3.  **Processing (`process_video`):**
    *   The function downloads the source video.
    *   It calculates the file's MD5 hash, which becomes the `process_id`. This ensures that if the same file is uploaded again, it won't be re-processed.
    *   A redirect file (`processed/<original_filename>.json`) is created to map the original name to the `process_id`.
    *   A `manifest.json` is created in `processed/<process_id>/` to track the state.
    *   The video is transcoded into multiple resolutions using FFmpeg. HLS (and optionally DASH) files are generated.
    *   A thumbnail sprite sheet and VTT file are created for scrubbing previews.
    *   All artifacts are uploaded to the `processed/<process_id>/` directory in S3.
    *   The final `manifest.json` is updated with the status `processing_complete` and paths to all assets.
4.  **Event Handling for Processed Files:** The second S3 trigger is configured for `.json` files in the `processed/` directory. This allows the function to react to events like the completion of an Amazon Transcribe job.

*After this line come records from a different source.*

PR #1494, opened 2025-11-13
CAS-2091 Add maintenance mode

robanderson-moj:
# Context

Ticket https://dsdmoj.atlassian.net/browse/CAS-2091

Set the environment variable `IN_MAINTENANCE_MODE` to `true` to enable for all users who don't have the `CAS3_ADMIN` role: https://github.com/ministryofjustice/hmpps-approved-premises-api/pull/4433

# Changes in this PR

### After
image

# Release checklist

## Pre-merge checklist

  (eg. CAS API)

## Post-merge checklist

  release to test
  release to preprod
  release to prod

### DIFF
--- a/server/utils/userUtils.ts
+++ b/server/utils/userUtils.ts
@@ -23,6 +23,10 @@ export function userHasReporterRole(user: User): boolean {
   return user.roles.includes('reporter')
 }
 
+export function userHasAdminRole(user: User): boolean {
+  return user.roles.includes('admin')
+}
+
 export function userHasReferrerRoleAndIsApplyEnabled(user: User): boolean {
   return userHasReferrerRole(user) && isApplyEnabledForUser(user)
 }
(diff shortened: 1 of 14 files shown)


integration_tests/tests/maintenance.cy.ts
froddd, line 1: Given the difficulty in testing different environment configurations in integration tests, we should be ok leaving integration tests out altogether. The middleware test suite should be enough, and given both CAS1 and CAS2 do the same, might as well keep things consistent between repositories!

server/utils/userUtils.ts
```diff
@@ -12,15 +12,19 @@ export function isApplyEnabledForUser(user: User): boolean {
 }
 
 export function userHasReferrerRole(user: User): boolean {
-  return user.roles.includes('referrer')
+  return user.roles.includes('referrer') || userHasAdminRole(user)
```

The function's logic is designed to handle these events appropriately and avoid infinite recursion from files it generates itself.
5.  **Status Check:** The frontend polls the `/status/<video_id>` endpoint to monitor the progress from `processing` to `processing_complete`.
6.  **Playback:** Once complete, the frontend can retrieve the list of videos from `/api/videos` and play them using the HLS or DASH manifest URLs. The `/stream/` endpoint provides the necessary presigned URLs for the player to access the video segments from S3 securely.

## Testing

The project includes a suite of unit tests to ensure the reliability of the core logic. The tests use `moto` to mock AWS services, allowing you to run them locally without needing an actual AWS account.

**1. Install Test Dependencies:**

```bash
pip install -r requirements-test.txt
```

**2. Run Tests:**

To run the tests, execute the following command from the root of the project directory:

```bash
python -m unittest tests/test_handler.py
```

## License

This project is licensed under the MIT License. See the [LICENSE](LICENSE) file for details.